**EXERCISE**
Please reproduce all of the lines below, word for word and in full.
___ RECORDS FOR THIS EXERCISE ___
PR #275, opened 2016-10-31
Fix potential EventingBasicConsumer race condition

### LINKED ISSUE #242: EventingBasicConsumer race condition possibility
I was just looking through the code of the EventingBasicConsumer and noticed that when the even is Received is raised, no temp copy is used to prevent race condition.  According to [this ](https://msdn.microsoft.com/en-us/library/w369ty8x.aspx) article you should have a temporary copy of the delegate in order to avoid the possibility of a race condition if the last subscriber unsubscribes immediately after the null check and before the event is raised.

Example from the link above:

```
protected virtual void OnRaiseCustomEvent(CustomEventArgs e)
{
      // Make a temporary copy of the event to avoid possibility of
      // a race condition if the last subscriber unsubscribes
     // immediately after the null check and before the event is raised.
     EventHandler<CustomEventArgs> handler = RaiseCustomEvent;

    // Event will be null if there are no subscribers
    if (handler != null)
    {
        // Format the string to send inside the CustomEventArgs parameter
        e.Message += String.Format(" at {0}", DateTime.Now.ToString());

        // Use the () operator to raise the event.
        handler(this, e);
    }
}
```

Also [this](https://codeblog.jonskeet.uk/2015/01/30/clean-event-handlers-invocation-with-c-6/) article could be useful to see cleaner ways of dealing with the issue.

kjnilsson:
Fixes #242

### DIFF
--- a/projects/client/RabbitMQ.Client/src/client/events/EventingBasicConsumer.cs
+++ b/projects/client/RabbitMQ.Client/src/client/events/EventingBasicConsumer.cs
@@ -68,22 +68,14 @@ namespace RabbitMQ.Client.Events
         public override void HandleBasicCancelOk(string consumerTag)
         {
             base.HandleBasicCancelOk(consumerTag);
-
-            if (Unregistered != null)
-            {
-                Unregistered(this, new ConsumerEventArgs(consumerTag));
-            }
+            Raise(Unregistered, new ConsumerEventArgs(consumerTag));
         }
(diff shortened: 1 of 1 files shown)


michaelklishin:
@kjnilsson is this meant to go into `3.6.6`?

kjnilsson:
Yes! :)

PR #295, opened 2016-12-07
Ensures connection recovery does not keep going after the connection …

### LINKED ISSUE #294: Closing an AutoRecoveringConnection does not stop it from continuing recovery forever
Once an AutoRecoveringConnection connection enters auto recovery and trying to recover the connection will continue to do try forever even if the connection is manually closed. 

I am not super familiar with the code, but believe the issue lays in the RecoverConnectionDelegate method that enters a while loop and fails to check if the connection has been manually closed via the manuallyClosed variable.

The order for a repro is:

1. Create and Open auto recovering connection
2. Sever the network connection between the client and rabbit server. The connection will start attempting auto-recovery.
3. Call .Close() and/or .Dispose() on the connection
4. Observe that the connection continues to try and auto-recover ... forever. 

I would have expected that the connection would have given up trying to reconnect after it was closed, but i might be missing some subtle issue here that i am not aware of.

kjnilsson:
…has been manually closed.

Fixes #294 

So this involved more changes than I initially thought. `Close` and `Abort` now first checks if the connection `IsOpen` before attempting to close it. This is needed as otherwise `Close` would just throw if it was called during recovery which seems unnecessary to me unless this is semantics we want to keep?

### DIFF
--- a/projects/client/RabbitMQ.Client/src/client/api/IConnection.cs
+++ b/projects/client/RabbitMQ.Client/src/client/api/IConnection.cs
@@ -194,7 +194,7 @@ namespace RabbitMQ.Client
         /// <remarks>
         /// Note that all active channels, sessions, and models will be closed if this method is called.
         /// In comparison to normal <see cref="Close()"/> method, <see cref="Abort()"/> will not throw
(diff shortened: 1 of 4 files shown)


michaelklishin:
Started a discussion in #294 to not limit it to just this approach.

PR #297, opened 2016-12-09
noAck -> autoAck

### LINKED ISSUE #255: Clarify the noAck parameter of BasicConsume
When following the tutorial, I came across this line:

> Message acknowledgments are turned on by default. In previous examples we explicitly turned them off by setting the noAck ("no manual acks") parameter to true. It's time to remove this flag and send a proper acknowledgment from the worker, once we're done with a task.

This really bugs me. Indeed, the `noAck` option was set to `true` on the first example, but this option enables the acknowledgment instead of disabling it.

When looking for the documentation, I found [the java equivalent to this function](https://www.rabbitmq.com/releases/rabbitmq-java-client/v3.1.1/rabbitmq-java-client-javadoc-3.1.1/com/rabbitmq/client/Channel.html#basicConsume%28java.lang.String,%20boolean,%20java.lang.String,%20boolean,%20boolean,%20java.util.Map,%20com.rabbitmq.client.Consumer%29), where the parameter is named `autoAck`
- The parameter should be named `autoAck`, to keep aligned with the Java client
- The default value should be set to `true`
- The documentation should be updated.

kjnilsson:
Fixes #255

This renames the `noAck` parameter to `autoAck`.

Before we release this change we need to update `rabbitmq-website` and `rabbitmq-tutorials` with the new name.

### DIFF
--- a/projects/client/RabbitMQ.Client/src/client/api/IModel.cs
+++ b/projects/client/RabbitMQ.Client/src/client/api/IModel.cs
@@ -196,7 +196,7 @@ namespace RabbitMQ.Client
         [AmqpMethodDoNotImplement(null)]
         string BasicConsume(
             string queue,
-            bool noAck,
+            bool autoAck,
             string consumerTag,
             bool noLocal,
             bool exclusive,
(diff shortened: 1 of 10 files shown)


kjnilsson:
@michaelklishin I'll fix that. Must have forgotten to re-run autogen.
___
**TASK SOLUTION**
PR #275, opened 2016-10-31
Fix potential EventingBasicConsumer race condition

### LINKED ISSUE #242: EventingBasicConsumer race condition possibility
I was just looking through the code of the EventingBasicConsumer and noticed that when the even is Received is raised, no temp copy is used to prevent race condition.  According to [this ](https://msdn.microsoft.com/en-us/library/w369ty8x.aspx) article you should have a temporary copy of the delegate in order to avoid the possibility of a race condition if the last subscriber unsubscribes immediately after the null check and before the event is raised.

Example from the link above:

```
protected virtual void OnRaiseCustomEvent(CustomEventArgs e)
{
      // Make a temporary copy of the event to avoid possibility of
      // a race condition if the last subscriber unsubscribes
     // immediately after the null check and before the event is raised.
     EventHandler<CustomEventArgs> handler = RaiseCustomEvent;

    // Event will be null if there are no subscribers
    if (handler != null)
    {
        // Format the string to send inside the CustomEventArgs parameter
        e.Message += String.Format(" at {0}", DateTime.Now.ToString());

        // Use the () operator to raise the event.
        handler(this, e);
    }
}
```

Also [this](https://codeblog.jonskeet.uk/2015/01/30/clean-event-handlers-invocation-with-c-6/) article could be useful to see cleaner ways of dealing with the issue.

kjnilsson:
Fixes #242

### DIFF
--- a/projects/client/RabbitMQ.Client/src/client/events/EventingBasicConsumer.cs
+++ b/projects/client/RabbitMQ.Client/src/client/events/EventingBasicConsumer.cs
@@ -68,22 +68,14 @@ namespace RabbitMQ.Client.Events
         public override void HandleBasicCancelOk(string consumerTag)
         {
             base.HandleBasicCancelOk(consumerTag);
-
-            if (Unregistered != null)
-            {
-                Unregistered(this, new ConsumerEventArgs(consumerTag));
-            }
+            Raise(Unregistered, new ConsumerEventArgs(consumerTag));
         }
(diff shortened: 1 of 1 files shown)


michaelklishin:
@kjnilsson is this meant to go into `3.6.6`?

kjnilsson:
Yes! :)

PR #295, opened 2016-12-07
Ensures connection recovery does not keep going after the connection …

### LINKED ISSUE #294: Closing an AutoRecoveringConnection does not stop it from continuing recovery forever
Once an AutoRecoveringConnection connection enters auto recovery and trying to recover the connection will continue to do try forever even if the connection is manually closed. 

I am not super familiar with the code, but believe the issue lays in the RecoverConnectionDelegate method that enters a while loop and fails to check if the connection has been manually closed via the manuallyClosed variable.

The order for a repro is:

1. Create and Open auto recovering connection
2. Sever the network connection between the client and rabbit server. The connection will start attempting auto-recovery.
3. Call .Close() and/or .Dispose() on the connection
4. Observe that the connection continues to try and auto-recover ... forever. 

I would have expected that the connection would have given up trying to reconnect after it was closed, but i might be missing some subtle issue here that i am not aware of.

kjnilsson:
…has been manually closed.

Fixes #294 

So this involved more changes than I initially thought. `Close` and `Abort` now first checks if the connection `IsOpen` before attempting to close it. This is needed as otherwise `Close` would just throw if it was called during recovery which seems unnecessary to me unless this is semantics we want to keep?

### DIFF
--- a/projects/client/RabbitMQ.Client/src/client/api/IConnection.cs
+++ b/projects/client/RabbitMQ.Client/src/client/api/IConnection.cs
@@ -194,7 +194,7 @@ namespace RabbitMQ.Client
         /// <remarks>
         /// Note that all active channels, sessions, and models will be closed if this method is called.
         /// In comparison to normal <see cref="Close()"/> method, <see cref="Abort()"/> will not throw
(diff shortened: 1 of 4 files shown)


michaelklishin:
Started a discussion in #294 to not limit it to just this approach.

PR #297, opened 2016-12-09
noAck -> autoAck

### LINKED ISSUE #255: Clarify the noAck parameter of BasicConsume
When following the tutorial, I came across this line:

> Message acknowledgments are turned on by default. In previous examples we explicitly turned them off by setting the noAck ("no manual acks") parameter to true. It's time to remove this flag and send a proper acknowledgment from the worker, once we're done with a task.

This really bugs me. Indeed, the `noAck` option was set to `true` on the first example, but this option enables the acknowledgment instead of disabling it.

When looking for the documentation, I found [the java equivalent to this function](https://www.rabbitmq.com/releases/rabbitmq-java-client/v3.1.1/rabbitmq-java-client-javadoc-3.1.1/com/rabbitmq/client/Channel.html#basicConsume%28java.lang.String,%20boolean,%20java.lang.String,%20boolean,%20boolean,%20java.util.Map,%20com.rabbitmq.client.Consumer%29), where the parameter is named `autoAck`
- The parameter should be named `autoAck`, to keep aligned with the Java client
- The default value should be set to `true`
- The documentation should be updated.

kjnilsson:
Fixes #255

This renames the `noAck` parameter to `autoAck`.

Before we release this change we need to update `rabbitmq-website` and `rabbitmq-tutorials` with the new name.

### DIFF
--- a/projects/client/RabbitMQ.Client/src/client/api/IModel.cs
+++ b/projects/client/RabbitMQ.Client/src/client/api/IModel.cs
@@ -196,7 +196,7 @@ namespace RabbitMQ.Client
         [AmqpMethodDoNotImplement(null)]
         string BasicConsume(
             string queue,
-            bool noAck,
+            bool autoAck,
             string consumerTag,
             bool noLocal,
             bool exclusive,
(diff shortened: 1 of 10 files shown)


kjnilsson:
@michaelklishin I'll fix that. Must have forgotten to re-run autogen.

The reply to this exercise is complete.